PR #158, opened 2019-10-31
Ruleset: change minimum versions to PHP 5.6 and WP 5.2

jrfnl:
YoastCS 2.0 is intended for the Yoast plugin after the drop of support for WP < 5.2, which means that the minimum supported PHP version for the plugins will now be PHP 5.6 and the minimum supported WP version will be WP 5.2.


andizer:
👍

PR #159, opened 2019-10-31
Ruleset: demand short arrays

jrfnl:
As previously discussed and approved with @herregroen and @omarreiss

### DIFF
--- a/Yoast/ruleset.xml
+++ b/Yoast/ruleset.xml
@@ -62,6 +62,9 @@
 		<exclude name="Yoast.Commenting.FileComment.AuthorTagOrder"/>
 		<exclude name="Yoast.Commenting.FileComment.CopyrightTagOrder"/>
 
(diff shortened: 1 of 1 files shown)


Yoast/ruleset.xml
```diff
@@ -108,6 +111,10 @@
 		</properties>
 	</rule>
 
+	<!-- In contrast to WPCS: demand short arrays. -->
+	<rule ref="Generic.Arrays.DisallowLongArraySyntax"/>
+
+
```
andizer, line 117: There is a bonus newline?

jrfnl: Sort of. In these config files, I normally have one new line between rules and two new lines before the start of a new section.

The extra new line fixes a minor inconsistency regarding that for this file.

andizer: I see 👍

...

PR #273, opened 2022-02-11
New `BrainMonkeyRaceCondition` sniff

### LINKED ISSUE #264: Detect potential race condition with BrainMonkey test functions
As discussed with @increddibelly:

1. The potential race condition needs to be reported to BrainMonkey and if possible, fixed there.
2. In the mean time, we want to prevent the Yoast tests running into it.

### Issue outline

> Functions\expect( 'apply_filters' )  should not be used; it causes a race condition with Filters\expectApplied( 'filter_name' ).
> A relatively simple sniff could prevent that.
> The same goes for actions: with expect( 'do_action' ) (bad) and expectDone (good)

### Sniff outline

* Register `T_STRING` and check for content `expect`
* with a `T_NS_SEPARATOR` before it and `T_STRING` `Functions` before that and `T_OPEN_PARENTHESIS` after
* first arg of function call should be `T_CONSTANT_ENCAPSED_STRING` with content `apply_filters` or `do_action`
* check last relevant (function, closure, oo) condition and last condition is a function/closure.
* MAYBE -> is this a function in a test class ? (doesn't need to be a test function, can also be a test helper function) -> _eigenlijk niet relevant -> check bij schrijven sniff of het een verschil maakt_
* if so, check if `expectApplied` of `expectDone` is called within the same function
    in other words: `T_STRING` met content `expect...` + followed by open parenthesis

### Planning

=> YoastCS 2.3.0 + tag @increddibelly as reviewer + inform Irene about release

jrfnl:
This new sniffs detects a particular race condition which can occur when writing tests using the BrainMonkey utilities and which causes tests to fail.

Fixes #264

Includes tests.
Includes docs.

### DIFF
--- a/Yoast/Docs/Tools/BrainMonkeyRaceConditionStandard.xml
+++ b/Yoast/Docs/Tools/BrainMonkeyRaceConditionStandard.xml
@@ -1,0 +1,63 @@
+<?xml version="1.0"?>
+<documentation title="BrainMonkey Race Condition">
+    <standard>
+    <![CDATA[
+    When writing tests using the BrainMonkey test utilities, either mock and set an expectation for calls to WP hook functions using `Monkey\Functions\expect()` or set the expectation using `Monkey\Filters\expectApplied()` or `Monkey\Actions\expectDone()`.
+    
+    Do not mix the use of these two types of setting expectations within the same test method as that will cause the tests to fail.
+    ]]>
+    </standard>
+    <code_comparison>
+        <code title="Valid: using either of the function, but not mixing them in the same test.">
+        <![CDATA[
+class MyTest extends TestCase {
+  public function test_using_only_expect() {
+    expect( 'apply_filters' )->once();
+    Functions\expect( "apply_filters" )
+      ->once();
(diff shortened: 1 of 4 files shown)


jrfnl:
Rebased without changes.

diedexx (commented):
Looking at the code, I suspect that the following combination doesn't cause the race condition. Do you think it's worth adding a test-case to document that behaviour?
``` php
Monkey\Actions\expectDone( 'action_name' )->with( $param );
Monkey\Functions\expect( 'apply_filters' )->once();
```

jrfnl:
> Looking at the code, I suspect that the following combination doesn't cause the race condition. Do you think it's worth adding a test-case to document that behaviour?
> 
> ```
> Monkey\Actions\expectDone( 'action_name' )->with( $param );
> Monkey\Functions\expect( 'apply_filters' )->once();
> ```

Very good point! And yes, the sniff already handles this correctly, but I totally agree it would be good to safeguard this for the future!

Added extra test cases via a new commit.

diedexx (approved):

_What needs to be done_
Give back exactly the lines above, from the line containing "PR #158, opened 2019-10-31" through the line containing "andizer: I see 👍", with both end lines and nothing more.

_Task solution_
PR #158, opened 2019-10-31
Ruleset: change minimum versions to PHP 5.6 and WP 5.2

jrfnl:
YoastCS 2.0 is intended for the Yoast plugin after the drop of support for WP < 5.2, which means that the minimum supported PHP version for the plugins will now be PHP 5.6 and the minimum supported WP version will be WP 5.2.


andizer:
👍

PR #159, opened 2019-10-31
Ruleset: demand short arrays

jrfnl:
As previously discussed and approved with @herregroen and @omarreiss

### DIFF
--- a/Yoast/ruleset.xml
+++ b/Yoast/ruleset.xml
@@ -62,6 +62,9 @@
 		<exclude name="Yoast.Commenting.FileComment.AuthorTagOrder"/>
 		<exclude name="Yoast.Commenting.FileComment.CopyrightTagOrder"/>
 
(diff shortened: 1 of 1 files shown)


Yoast/ruleset.xml
```diff
@@ -108,6 +111,10 @@
 		</properties>
 	</rule>
 
+	<!-- In contrast to WPCS: demand short arrays. -->
+	<rule ref="Generic.Arrays.DisallowLongArraySyntax"/>
+
+
```
andizer, line 117: There is a bonus newline?

jrfnl: Sort of. In these config files, I normally have one new line between rules and two new lines before the start of a new section.

The extra new line fixes a minor inconsistency regarding that for this file.

andizer: I see 👍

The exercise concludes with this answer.